**Task objective**
Looking through the listing, how many of its lines hold the word "JLabel"? Answer with only the number.
═══
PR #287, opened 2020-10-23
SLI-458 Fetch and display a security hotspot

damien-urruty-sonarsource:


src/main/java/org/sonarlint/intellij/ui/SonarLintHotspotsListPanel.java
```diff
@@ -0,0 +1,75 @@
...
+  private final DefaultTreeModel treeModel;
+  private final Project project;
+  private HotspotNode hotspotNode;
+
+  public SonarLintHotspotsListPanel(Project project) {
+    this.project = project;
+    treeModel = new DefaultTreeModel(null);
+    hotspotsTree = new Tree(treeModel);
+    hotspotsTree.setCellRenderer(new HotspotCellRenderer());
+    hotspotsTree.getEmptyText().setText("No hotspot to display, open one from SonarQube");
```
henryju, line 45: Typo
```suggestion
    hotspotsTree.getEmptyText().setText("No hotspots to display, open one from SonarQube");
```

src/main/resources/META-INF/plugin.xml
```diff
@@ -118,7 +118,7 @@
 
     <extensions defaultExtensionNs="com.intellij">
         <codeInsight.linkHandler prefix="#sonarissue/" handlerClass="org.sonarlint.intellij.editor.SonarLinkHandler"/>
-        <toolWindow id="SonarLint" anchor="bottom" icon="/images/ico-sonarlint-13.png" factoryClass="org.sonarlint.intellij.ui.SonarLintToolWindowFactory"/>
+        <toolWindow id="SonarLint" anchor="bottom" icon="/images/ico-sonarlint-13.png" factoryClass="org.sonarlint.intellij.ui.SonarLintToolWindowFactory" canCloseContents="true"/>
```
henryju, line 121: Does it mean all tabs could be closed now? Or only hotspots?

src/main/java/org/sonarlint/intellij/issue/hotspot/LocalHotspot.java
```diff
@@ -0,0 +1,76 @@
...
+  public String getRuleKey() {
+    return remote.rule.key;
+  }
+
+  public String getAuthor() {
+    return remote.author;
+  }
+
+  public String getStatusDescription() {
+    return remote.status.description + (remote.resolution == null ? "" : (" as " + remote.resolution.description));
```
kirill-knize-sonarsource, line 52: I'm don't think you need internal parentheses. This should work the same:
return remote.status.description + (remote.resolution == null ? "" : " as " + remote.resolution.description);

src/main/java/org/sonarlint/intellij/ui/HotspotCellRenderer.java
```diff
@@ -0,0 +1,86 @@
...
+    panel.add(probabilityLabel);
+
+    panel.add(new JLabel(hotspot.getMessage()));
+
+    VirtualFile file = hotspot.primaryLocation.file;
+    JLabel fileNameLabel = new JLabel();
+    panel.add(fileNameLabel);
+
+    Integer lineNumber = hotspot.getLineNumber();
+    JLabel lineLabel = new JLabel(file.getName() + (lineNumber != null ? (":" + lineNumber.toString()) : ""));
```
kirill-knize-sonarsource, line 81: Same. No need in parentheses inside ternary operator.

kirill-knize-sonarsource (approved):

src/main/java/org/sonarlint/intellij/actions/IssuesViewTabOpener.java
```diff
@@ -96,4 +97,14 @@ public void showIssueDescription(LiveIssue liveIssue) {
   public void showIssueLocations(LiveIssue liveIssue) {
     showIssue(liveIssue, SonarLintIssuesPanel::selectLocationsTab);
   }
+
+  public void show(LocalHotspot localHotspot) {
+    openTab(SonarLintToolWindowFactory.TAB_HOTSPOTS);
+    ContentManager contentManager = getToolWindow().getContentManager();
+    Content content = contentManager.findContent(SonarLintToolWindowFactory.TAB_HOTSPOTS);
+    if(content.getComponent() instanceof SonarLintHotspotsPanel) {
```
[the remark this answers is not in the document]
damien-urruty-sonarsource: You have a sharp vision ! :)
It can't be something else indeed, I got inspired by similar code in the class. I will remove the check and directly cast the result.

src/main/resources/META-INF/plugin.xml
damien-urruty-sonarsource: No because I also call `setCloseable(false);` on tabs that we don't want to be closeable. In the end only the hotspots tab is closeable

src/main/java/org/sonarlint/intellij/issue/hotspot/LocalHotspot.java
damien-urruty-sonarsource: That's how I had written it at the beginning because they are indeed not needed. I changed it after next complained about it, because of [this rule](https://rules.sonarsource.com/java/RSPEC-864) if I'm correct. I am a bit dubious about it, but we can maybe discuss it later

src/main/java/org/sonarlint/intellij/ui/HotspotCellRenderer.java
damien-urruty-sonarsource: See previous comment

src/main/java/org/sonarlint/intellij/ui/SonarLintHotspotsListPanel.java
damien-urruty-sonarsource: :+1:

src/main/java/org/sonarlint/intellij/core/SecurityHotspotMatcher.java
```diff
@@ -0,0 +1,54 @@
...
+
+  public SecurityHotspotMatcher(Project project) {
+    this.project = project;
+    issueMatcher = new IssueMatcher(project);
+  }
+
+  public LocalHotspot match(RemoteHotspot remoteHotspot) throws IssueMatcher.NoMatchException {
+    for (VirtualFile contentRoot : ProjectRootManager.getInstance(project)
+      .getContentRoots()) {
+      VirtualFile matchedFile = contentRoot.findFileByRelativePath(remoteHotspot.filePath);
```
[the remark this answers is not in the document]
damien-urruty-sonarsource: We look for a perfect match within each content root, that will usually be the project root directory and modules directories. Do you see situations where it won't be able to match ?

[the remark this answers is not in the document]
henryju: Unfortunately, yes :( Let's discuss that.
═══
**Your solution**
3